The former candidate's campaign put out a statement urging authorities to engage in a dialogue with protesters on a "peaceful transition of power."

The authoritarian Lukashenko, who has ruled the ex-Soviet nation of 9.5 million since 1994, has derided the opposition as "sheep" manipulated by foreign masters and vowed to continue taking a tough position on protests despite Western rebukes over the election.

Thousands of opposition supporters protesting the election results encountered aggressive police tactics in the capital of Minsk and several other Belarusian cities.

On Monday, a protester died amid clashes in Minsk, and scores were injured as police used tear gas, flash-bang grenades and rubber bullets to disperse them. The Interior Ministry said the victim intended to throw an explosive device, but it blew up in his hand and killed him.

Belarus' health officials said more than 200 people have been hospitalized with injuries following the protests and some underwent surgery.

Police moved quickly Tuesday to separate and disperse scattered groups of protesters in the capital, but new pockets of resistance kept mushrooming across downtown Minsk.

Officers detained dozens, including some of those who brought flowers to the place where the protester died the previous night, and used stun grenades and rubber bullets to break up the crowds. Clashes between police and the protesters continued well into Tuesday night.

The ministry said Tuesday more than 2,000 people were detained across the country for taking part in unsanctioned protests Monday evening and overnight. It added 21 police officers were injured in clashes with protesters, and five of them were hospitalized.

The previous day, the ministry reported more than 3,000 detentions and said 89 people were injured, including 39 law enforcement officers.

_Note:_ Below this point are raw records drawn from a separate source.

PR #4757, opened 2026-09-14
Enable configuration cache with a small Gradle parallelism level

qwwdfsad:


murfel (approved):
Updated your comment, please check if you are happy with it!

murfel:
The CI did fail once out of 4 runs (two good here, one bad from my commit, one more good when you merged to develop), so possibly we will need to  set workers.max to 1 after all soonish.

murfel:
@qwwdfsad suggests tackling flaking tests one by one, as in #4760, as they appear, to see if we can manage with the workers.max count set to 2.

PR #4761, opened 2026-09-16
Make WithTimeout*Test deterministic

qwwdfsad:
By using virtual time instead of real one


qwwdfsad:
I think after this one, we can try https://github.com/Kotlin/kotlinx.coroutines/pull/4721/changes/587ea44c8761481c5635e10014434bf66273c441 and actually increase the parallelism to see how it goes

dkhalanskyjb:
I'm not a fan of not having any tests that check the real-time behaviour on `delay` or `withTimeout`.
WDYT about having a separate test run dealing with very large durations, like `10.seconds`? If we enter the paradise of parallelised builds, then it won't take any extra time.

qwwdfsad:
@dkhalanskyjb the rest of the tests are still using the real time. I've only changed ones that are not deterministic

murfel:
Would it make sense to apply [587ea44](https://github.com/Kotlin/kotlinx.coroutines/commit/587ea44c8761481c5635e10014434bf66273c441) and increase the parallelism on top of this branch? And if there are more non-deterministic withtimeout tests discovered, then fix them in one go on this branch, too?

qwwdfsad:
@murfel I would prefer to go one by one with useful, isolated changes. I don't expect applying the patch, reviewing it and increasing parallelism to be pain- or problem- free, but it doesn't affect the current PR a bit, so a follow-up is much more preferable

PR #926, opened 2019-04-25
Training: Fix empty repeat + some formatting

bebatut:
Hi,

This PR fixes a bug identified during a workshop: generation of new tutorials from workflow was failing if a repeat parameter was empty in the workflow.

Additionally, I removed some debug prints but also the references in the template (move now to bibtex on the training material website). I also added an extra print to help users to change default contributors/maintainers.

Bérénice


planemo/training/tool_input.py
```diff
@@ -43,7 +43,7 @@ def __init__(self, tool_inp_desc, wf_param_values, wf_steps, level, should_be_th
             if not should_be_there:
                 info("%s not in workflow" % self.name)
             else:
-                raise ValueError("%s not in workflow" % self.name)
+                raise ValueError("%s not in workflow for %s" % (self.name, self.name))
```
nsoranzo: Both `self.name` ? Doesn't seem right.

planemo/training/tutorial.py
```diff
@@ -555,9 +555,7 @@ def format_wf_steps(wf, gi):
     steps = wf['steps']
 
     for s in range(len(steps)):
-        print('format_wf_steps')
         wf_step = steps[str(s)]
-        pprint(wf_step)
```
nsoranzo: Need to remove line 8 `from pprint import pprint` now that is unused.

planemo/training/tool_input.py
bebatut: Nice catch!

nsoranzo:
@mvdbeek Should when change https://github.com/galaxyproject/planemo/blob/master/tests/data/data_manager/data_manager_fetch_genome_dbkeys_all_fasta/data_manager/data_manager_fetch_genome_all_fasta_dbkeys.xml#L88 to fix https://travis-ci.org/galaxyproject/planemo/jobs/547779422#L4221 ?

jmchilton:
I'm sorry I missed this - @bebatut can you resolve the conflict and merge it?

Several journalists have been injured, and some were detained by police. On Tuesday, police seized memory cards from a group of photographers, including an AP photographer, as they were making shots of the crackdown.

Dutch daily NRC said Tuesday its Eastern Europe correspondent, Emilie van Outeren, was hit in the leg by an unknown projectile when police opened fire on demonstrators Sunday.

Polish media reported Polish journalist Jan Roman, who works with TV Polonia, was beaten Monday at a police station in Grodno, a city near the Polish border, and is currently in a hospital.

As the internet has remained down across the country for a third straight day in what appears to be an attempt by the authorities to make it harder for protesters to coordinate their efforts, thousands of Belarusians have struggled to find out what happened to their missing relatives.

"We are still waiting for any sign or information," said Lena Radomanova, who has been searching for a friend who has disappeared.

The crackdown drew harsh criticism from the European Union and the United States.

EU foreign policy chief Josep Borrell warned Tuesday the 27-nation bloc is mulling action against those involved in the police crackdown or against officials who might have interfered with the vote. Borrell said the elections "were neither free nor fair," and called on Minsk to begin a dialogue with society to avoid further violence.

In 2016, the EU lifted most of the sanctions it slapped on Belarus in 2004 after Lukashenko, dubbed "Europe's last dictator in the West," freed political prisoners and allowed protests.

The United Nations on Tuesday expressed concern at reports of escalating violence in Belarus and again called on authorities to "exercise restraint, to ensure respect for human rights, the democratic process, the rule of law."